* Data listing:
···
PR #656, opened 2026-07-11
feat(tui): press up to edit queued messages

euxaristia:
## What

Pressing the up arrow while a message is queued pops it back into the composer for editing, instead of navigating input history. While a message is queued, the empty composer shows a placeholder hint: "Press up to edit queued messages".

## Why

Once a prompt was queued during an active run there was no way to take it back for editing; the only options were letting it send or discarding it with Esc. This mirrors the flow in other agent TUIs where up recalls the queued message.

## Changes

- Up arrow pops the queued message into the composer, taking priority over history recall. A draft already being typed is preserved below the queued text.
- Empty composer shows the edit hint as its placeholder while a message is queued, and reverts once popped.
- Bug fix: queueing a second prompt during the same run used to silently replace the first. It now stacks under it, so both send as one message.

## Testing

Four new tests in queued_message_test.go cover the pop, queued-above-draft ordering, hint visibility, and stacking. Full internal/tui suite passes.

## Summary by CodeRabbit

- **New Features**
  - Enabled editing queued follow-ups with the **Up arrow** by moving them into the composer.
  - When composing is in progress, queued text is placed above the existing draft.
  - Added a visual hint while a queued message is available, and it disappears after popping it into the editor.
  - If multiple follow-ups are queued in a row, new queued text is appended to the existing queued message.
- **Tests**
  - Added unit tests for queued-message edit, stacking, cursor placement, and hint behavior.

### DIFF
--- a/internal/tui/model.go
+++ b/internal/tui/model.go
@@ -1749,6 +1749,11 @@ func (m model) updateModel(msg tea.Msg) (tea.Model, tea.Cmd) {
 			if next, ok := m.moveComposerVisualCursor(-1); ok {
 				return next, nil
 			}
+			// A queued message takes ↑ priority over history recall: pop it back
+			// into the composer for editing before it sends on the next turn.
+			if m.hasQueuedMessage() && m.pendingSpecReview == nil {
+				return m.popQueuedMessageForEdit(), nil
+			}
 			if m.historyRecallActive() {
 				return m.recallHistory(-1), nil
 			}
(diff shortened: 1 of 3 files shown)


anandh8x (approved):
Real UX fix, tight scope. Up-arrow pop + hint + stacking-second-prompt all land cleanly; the silent overwrite was a data-loss class worth fixing. CI green, CodeRabbit approved, tests cover the new behavior. Approving.

Vasanthdev2004 (commented):
I checked the up-arrow priority carefully: with a message queued, up pops it back into the composer (above any in-progress draft), and with an empty queue the existing history-recall still works. The new branch sits between composer cursor movement and history recall, and since queueing clears the composer there's no collision with either. The edit path routes through setComposerState/syncInputFromComposer, so multiline text and the draft are preserved correctly. Build and vet are clean, and the full internal/tui suite passes apart from the pre-existing TestAltScreenTranscriptScrollKeepsFooterFixed failure that also fails on main. The four new tests cover the pop, draft ordering, hint, and stacking.

One small thing before merge: the two new comments in queued_message.go attribute the behavior to a specific external project by name. Could you drop that and just describe the behavior on its own? Otherwise this looks good to me.

kevincodex1 (approved):
lgtm

PR #658, opened 2026-07-11
fix(sandbox): use WRITE_RESTRICTED token when no DenyRead paths are configured

euxaristia:
## Problem

Since #612 removed the WRITE_RESTRICTED flag, the Windows sandbox token applies the restricted-SID check to reads as well as writes. Default Windows DACLs grant BUILTIN\Users, not any SID in the token's restricted list (the random capability SIDs, the logon SID, and Everyone). The result is that a wrapped command cannot open any executable or non-KnownDlls DLL anywhere on the system:

- The wrapped cmd.exe starts (its imports come from KnownDlls, and the unrestricted runner opens cmd.exe itself), but every child it spawns fails: gh, git, where.exe, even a nested cmd.exe, all exit 1 with zero bytes of output.
- A directly wrapped where.exe dies with STATUS_DLL_NOT_FOUND (0xC0000135).
- Because the failures are completely silent, the sandbox-denial keyword heuristics never fire, so no unsandboxed-retry prompt is offered and agent sessions strand on "Command completed with no output".

The env-gated smoke test TestWindowsRestrictedTokenNestedPipeCapture (spawns whoami.exe from inside the sandbox) reproduces this on current main.

## Fix

Restore WRITE_RESTRICTED, but only when the permission profile has no DenyRead paths. The flag makes the kernel skip restricted-SID deny ACEs for reads, which is exactly the DenyRead bypass #612 fixed, so profiles that configure DenyRead keep the fully restricted token and trade spawn capability for read-deny enforcement. DenyRead is empty by default, so the common case gets a working sandbox back while the #612 guarantee holds for the profiles that rely on it.

## Verification (Windows 11, real smoke tests)

With ZERO_SANDBOX_REAL_SMOKE=1 and the runner built from this branch:

- TestWindowsRestrictedTokenNestedPipeCapture passes (fails against a runner built from main).
- TestWindowsUnelevatedRealSandboxSmoke passes, including the DenyRead assertion added in #612 (that profile configures DenyRead, so it exercises the fully restricted branch).
- Manual check through the runner: `cmd /d /c "git --version & gh --version"` under an unelevated restricted-token profile prints both versions and exits 0; on main it exits 1 with no output.

`go build ./...` and `go test ./internal/sandbox ./internal/tools ./internal/agent` pass.

## Relation to #640

#640 attacks the same regression by adding Users and Authenticated Users to the restricted-SID list. That restores executable reads, but it also widens the write jail to every location where those groups hold write access, and it still blocks reads of per-user files (profile directories grant the individual user, not the Users group), so gh can spawn but cannot read its own config. This PR keeps the write jail scoped to the capability SIDs and restores all reads the user can normally perform. Happy to close one in favor of the other.

## Summary by CodeRabbit

- **Bug Fixes**
  - Improved Windows sandbox filesystem access enforcement based on configured read restrictions.
  - Read-denied paths now receive more consistent protection while preserving appropriate write restrictions.
  - Enhanced handling of restricted permissions for improved sandbox security.

### DIFF
--- a/internal/sandbox/windows_command_runner_windows.go
+++ b/internal/sandbox/windows_command_runner_windows.go
@@ -69,7 +69,13 @@ func runWindowsSandboxCommand(config WindowsSandboxCommandConfig, stderr io.Writ
 	// this has no in-token fix; preflight blocking and output hints live in
 	// internal/tools/shell_runtime.go.
 	tokenSIDs := windowsRuntimeTokenSIDs(capabilitySIDs, offlineSID, config.PermissionProfile.Network.Mode)
-	token, err := createWindowsRestrictedTokenForCapabilitySIDs(tokenSIDs)
+	// A WRITE_RESTRICTED token keeps reads unrestricted so sandboxed commands
+	// can actually launch executables; it is only unsafe when DenyRead paths
+	// are configured, because the kernel skips restricted-SID deny ACEs for
+	// reads under that flag (#612). Profiles with DenyRead keep the fully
···
Please go over the data above and copy each line with "messages" in it.

feat(tui): press up to edit queued messages
Pressing the up arrow while a message is queued pops it back into the composer for editing, instead of navigating input history. While a message is queued, the empty composer shows a placeholder hint: "Press up to edit queued messages".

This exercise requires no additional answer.